個人の権利、私有の概念、社会の倫理など、18世紀の産業革命は物質的豊かさをもたらし、人間の価値観を中世以前とはまるで異なるものに変えた。
そして、本格的な「人口減少」時代を迎えた今、「AI(人工知能)」による新しい産業革命が、再び人間の価値観を根本から変えようとしている。
新時代の見取り図「小売編」
AI(人工知能)時代における小売店は、ビジネスに対する考え方について根本的な転換を迫られる可能性が高い。表面的には従来と同じに見えるかもしれないが、今とはまったく異なる業態にシフトすると考えた方がよいだろう。
「セルフレジ」と「レジなし」は根本的に違う
このところ人手不足が深刻化していることから、コンビニ各社はセルフレジの導入準備を進めている。一方、米アマゾンはレジのない無人コンビニのサービスを2018年から開始した。両社の取り組みは似ているように見えるが、ビジネスに対する考え方は正反対であり、両者の立ち位置は根本的に違うということを理解しておくべきである。
セルフレジの導入はあくまで既存業務の効率化という文脈で解釈できる。
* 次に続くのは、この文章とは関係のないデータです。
PR #1436, opened 2022-11-24
break: move to using new logging wrappers

dOrgJelli:
Wrappers have been moved here: https://github.com/polywrap/logging


pileks (approved):
LGTM!

PR #1441, opened 2022-12-05
Add timeout option to http request in plugin

krisbitney:
This PR adds `timeout` as an option in http requests for the http plugin


cbrzn (commented):
would it be possible to add tests before merging this?

dOrgJelli (approved):

dOrgJelli (approved):
I don't think tests are necessary since this is a feature within axios, so no need to necessarily test their package ourselves, we can safely assume it works.

PR #1445, opened 2022-12-14
Tests for embedded wrappers

### LINKED ISSUE #1077: Wrappers can be embedded into applications
moved here from https://github.com/polywrap/documentation/issues/111

nerfZael:


packages/js/client/src/__tests__/core/embedded-package.spec.ts
```diff
@@ -0,0 +1,173 @@
+import fs from "fs";
```
cbrzn, line 1: are these on purpose? i guess they should only live in `core-client` and they are repeated?

nerfZael: They are, they test embedded wrappers when added through the `PolywrapClient` which uses our default config with the config builder

dOrgJelli (approved):
Nice!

このところ人手不足が深刻になっており、高い時給を提示してもアルバイトやパートが集まらないというケースが増えている。コンビニの現場では、外国人労働者に大きく依存するようになっているが、日本は本格的に移民を受け入れているわけではないので、外国人シフトにも限界がある。
こうした状況を改善するための手段がセルフレジである。レジを自動化し、精算業務の一部を顧客に実施してもらえば、3人で回していた店舗を2名で回せるようになる。セルフレジが普及すれば、人手不足がさらに深刻化しても、ある程度までなら従来の延長線上で対応することができるだろう。
この措置は、あくまで業務を効率化しただけであり、小売店としてのビジネスが変化したわけではない。ところが、アマゾンの無人コンビニは違う。両者の質的な違いは、対象となる顧客層に端的に表れている。